Your objective | Please return every line of the records below that holds the word "Admin".

Record extracts |
PR #651, opened 2018-05-16
edit security-critical-code.md

pierwill:
- move each sentence to a new line
- make edits for clarity

### DIFF
--- a/doc.md
+++ b/doc.md
@@ -230,7 +230,7 @@ System
 ------
  * [Qubes OS Architecture Overview](/doc/architecture/)
  * [Qubes OS Architecture Spec v0.3 [PDF]](/attachment/wiki/QubesArchitecture/arch-spec-0.3.pdf)
- * [Security-critical elements of Qubes OS](/doc/security-critical-code/)
+ * [Security-critical Code in Qubes OS](/doc/security-critical-code/)
  * [Qubes Core Admin](https://dev.qubes-os.org/projects/core-admin/en/latest/)
  * [Qubes Core Admin Client](https://dev.qubes-os.org/projects/core-admin-client/en/latest/)
  * [Qubes Admin API](/news/2017/06/27/qubes-admin-api/)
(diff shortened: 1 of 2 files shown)


andrewdavidwong:
Thanks, @pierwill! The page still needed some more work, so I've added a further revision.

---

@marmarek, I found this section very confusing:
> Additionally when we consider attacks that originate through a compromised network domain and target the VMs connected to it. Those attacks do not apply to domains connected to other network domains (Qubes allows more than one network domains), or those with networking disabled (Dom0 is not connected to any network by default).
> 
>  - Xen network PV frontends
>  - VM’s core networking stacks (core TCP/IP code)

I couldn't tell whether the document was saying that these *are* or *are not* security-critical components. If you check the current state of the page (without applying this PR), you'll see that they're clearly included in the "Security-Critical Third-Party Components", but my understanding is that they're not security-critical (at least VMs' core networking stacks aren't).

pierwill:
I'm wondering if the section "Cooperative Covert Channels Between Domains" belongs in this document. It seems out of place in a doc that introduces and develops the concept of Trusted Code Base. It is an important note on security philosophy, of course—

Though it's not immediately clear where, maybe another place in the docs could be found for this section? Maybe as a note in `architecture.md`?

andrewdavidwong:
> I'm wondering if the section "Cooperative Covert Channels Between Domains" belongs in this document. It seems out of place in a doc that introduces and develops the concept of Trusted Code Base. It is an important note on security philosophy, of course—
> 
> Though it's not immediately clear where, maybe another place in the docs could be found for this section? Maybe as a note in `architecture.md`?

I think the natural place for it would be [Understanding and Preventing Data Leaks](https://www.qubes-os.org/doc/data-leaks/) (which is why I also included a link to this page at the end).

What do you think, @marmarek?

marmarek:
> I think the natural place for it would be Understanding and Preventing Data Leaks (which is why I also included a link to this page at the end).
> 
> What do you think, @marmarek?

I agree.

andrewdavidwong:
Actually, when I went to move that section to [Understanding and Preventing Data Leaks](https://www.qubes-os.org/doc/data-leaks/), I realized that all of the content is already explained more clearly and in more detail in the latter document, so I've simply removed the section from [Security-critical Code](https://www.qubes-os.org/doc/security-critical-code/) instead.

andrewdavidwong:
@marmarek, I think this is ready for your review now.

The answer |
  * [Qubes Core Admin](https://dev.qubes-os.org/projects/core-admin/en/latest/)
  * [Qubes Core Admin Client](https://dev.qubes-os.org/projects/core-admin-client/en/latest/)
  * [Qubes Admin API](/news/2017/06/27/qubes-admin-api/)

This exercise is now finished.